あいまいな計画ほど、積極的に「シナリオノート」を活用してまとめなおしてください。計画のアラというものは必ず見つかります。第二のポイントでも挙げましたが、ノートに計画をまとめておくことで、他人のアドバイスを受けることも容易になります。

計画は何度でも修正すべき

一発でうまくいく計画なんて、めったに編み出せません。普通は、ぼんやりとしたアイデアに少しずつ修正を重ねて、計画をじっくり組み立てていくものです。後から何度でも計画の修正が必要であると考えれば、やはり「手書きのノート」に情報をまとめておくというのは意義があるでしょう。紙の媒体なら書き込みや修正の作業がしやすく、後から読み直した際に情報の変化が目に見えて良く分かるからです。

ノートに計画を書き出してみた時、やっぱりこの計画はダメだと思ってもすぐにボツにするべきではありません。七割以上がダメな計画であっても、残りの三割については有効な場合があるからです。問題のある七割の部分を頑張って訂正すれば、やがては素晴らしいアイデアが生まれるのです。

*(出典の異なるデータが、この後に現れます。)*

PR #1, opened 2020-10-17
Fix formatting

nickygerritsen:
I wanted to add my webhook update, but noticed the formatting is.... less than ideal for code blocks and URL's, so I fixed those.

I hope I got all of it, it was quite a manual process.

### DIFF
--- a/Contest_API.md
+++ b/Contest_API.md
@@ -59,47 +59,47 @@ indicate the relative paths of API endpoints with respect to a
 We follow standard REST practices so that a whole collection can be
 requested, e.g. at the URL path
 
-` GET `<https://example.com/api/contests/wf14/teams>
+` GET `<https://example.com/api/contests/wf14/teams>
 
 while an element with specific ID is requested as
 
-` GET `<https://example.com/api/contests/wf14/teams/10>
+` GET `<https://example.com/api/contests/wf14/teams/10>
 
 A collection is always returned as a JSON list of objects. Every object
 in the list represents a single element (and always includes the ID).
 When requesting a single element the exact same object is returned. E.g.
 the URL path
 
-`GET baseurl/`<collection>
+`GET baseurl/`<collection>
 
 returns
 
-`[ { "id":`<id1>`, `<element specific data for id1>`},`  
-`  { "id":`<id2>`, `<element specific data for id2>`},`  
-`     ...`  
+`[ { "id":`<id1>`, `<element specific data for id1>`},`  
+`  { "id":`<id2>`, `<element specific data for id2>`},`  
+`     ...`  
 `]`
 
 while the URL path
 
-`GET baseurl/`<collection>`/`<id1>
+`GET baseurl/`<collection>`/`<id1>
 
 returns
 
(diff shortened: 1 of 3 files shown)


Contest_Archive_Format.md
```diff
@@ -138,17 +140,19 @@ data.
 
 ### Design principles
 
-Endpoints are stored in a single <endpoint>.json file containing the
+Endpoints are stored in a single \<endpoint>.json file containing the
```
RagnarGrootKoerkamp, line 143:
```suggestion
Endpoints are stored in a single `<endpoint>.json` file containing the
```

Contest_Archive_Format.md
```diff
@@ -138,17 +140,19 @@ data.
...
 full list of objects. This file is identical to the API call to
-/<endpoint>. If there are file references in the JSON file these are
+/\<endpoint>. If there are file references in the JSON file these are
```
RagnarGrootKoerkamp, line 145:
```suggestion
`/<endpoint>`. If there are file references in the JSON file these are
```

Wouldn't is be nicer (apart from the effort) to make all endpoints be `code`, so that the `<>` render without issues?

Contest_API.md
```diff
@@ -257,24 +259,26 @@ interpreted relative to the **baseurl** of the API. For example, if
 **baseurl** is <https://example.com/api>, then the following are
 equivalent JSON response snippets pointing to the same location:
 
-` "href":"`<https://example.com/api/contests/wf14/submissions/187/files>`"`  
-` "href":"contests/wf14/submissions/187/files"`
+` "href":"https://example.com/api/contests/wf14/submissions/187/files"`
```
RagnarGrootKoerkamp, line 262: Why are there leading spaces here?

Contest_Archive_Format.md
nickygerritsen: If we are doing this, we need a lot of place to do this. So should we? Then I will update them all.

Contest_Archive_Format.md
nickygerritsen: Might be a good idea. Should I do this?

RagnarGrootKoerkamp (approved):
lgtm

deboer-tim (approved):

eldering (approved):

Contest_Control_System_Requirements.md
```diff
@@ -1300,33 +1300,35 @@ A sequence of mappings with the following keys:
...
+    
+  - letter:     C  
+    short-name: biobots  
+    color:      green  
+    rgb:        '#00ff00'  
+    
+  - letter:     D  
+    short-name: castles  
+    color:      blue  
+    rgb:        '#0000ff'
```
pehrsoderman, line 1325: This is not blue enough for me.

pehrsoderman (changes requested):
Blue should be blue.

Contest_Control_System_Requirements.md
deboer-tim: #0000FF maybe?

最高のシチュエーションと最悪のシチュエーションを同時に意識

イメージトレーニングというものを重要視する人がトップアスリートの中には特に多いそうです。主に、自分が何かしらの競技で良い成績を記録した姿をイメージすることですね。もちろん、イメージトレーニングが有効なのはアスリートだけではありません。ビジネスパーソンにとっても、イメージトレーニングはためになります。

ビジネスパーソンにとってのイメージトレーニングとは、仕事の計画を立てる際に、その計画がうまくいった際の状況を思い浮かべることを指します。イメージトレーニングを積めば俄然やる気が出るので、仕事もはかどるでしょう。また、どのような道筋をたどって成功するのかという部分をより細かくイメージするうち、ひょっとするとこのままではうまくいかないかもしれないという、計画の問題点に突き当たることがしばしばあります。

ビジネスパーソンにとって重要なのは、仕事の計画が首尾よく運んだ際のイメージだけではなく、仮に計画がうまくいかなかった際にはどうすべきかという想定まできちんと意識しておくことです。すでに述べた通り、アイデアがすぐに成功を導くわけではないのです。基本的に、あまたの失敗を想定し、そのリスクを一つずつつぶしながら計画を何度も修正すると、やがては少しずつ「成功」の二文字が見えてきます。